Function without argument giving unidentified after output

I'm trying to make a javascript that picks a random string out of an array, and it does that, but after the output it always says "unidentified". It wouldn't be a big problem, except for the fact that i'm trying to do that 10-20 times, which makes the 10-20 "unidentifieds" get in the way while trying to read the strings.

//Draw random contestants for a game show!

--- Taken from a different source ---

PR #7718, opened 2026-03-01
Fix PostgreSQL INCLUDE option parsing for multi-column indexes

### LINKED ISSUE #7707: POSTGRES: Covering index fails when more than one field is provided in INCLUDE statement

var contestants = ["Alejandro", "Amy", "AnnMaria", "B", "Beardo", "Beth", "Blainley", "Brick", "Bridgette", "Cameron", "Cody", "Courtney", "Dakota", "Dave", "Dawn", "DJ", "Duncan", "Ella", "Eva", "Ezekiel", "Geoff", "Gwen", "Harold", "Heather", "Izzy", "Jasmine", "Jo", "Justin", "Katie", "Leonard", "Leshawna", "Lightning", "Lindsey", "Max", "Mike", "Noah", "Owen", "Rodney", "Sadie", "Sam", "Samey", "Scarlett", "Scott", "Shawn", "Sierra", "Sky", "Staci", "Sugar", "Tofur", "Trent", "Tyler", "Zoey"];

var randomContestant = function () {
  console.log(contestants[Math.floor(Math.random() * 52)]);
};

//randomContestant(); to pick a random contestant.

var drawContestants = function (howMany) {
  for (var i = 0 ; i < howMany; i++) {
    console.log (randomContestant(i + howMany));
  }
};

//drawContestants(numberOfContestantsYouWantDrawn); to draw a number of random contestants.

From the other questions i looked at, it has to do with the fact that the argument for the function is blank? If that is the problem, what should i put there so make it stop giving "Unidentified" after the output?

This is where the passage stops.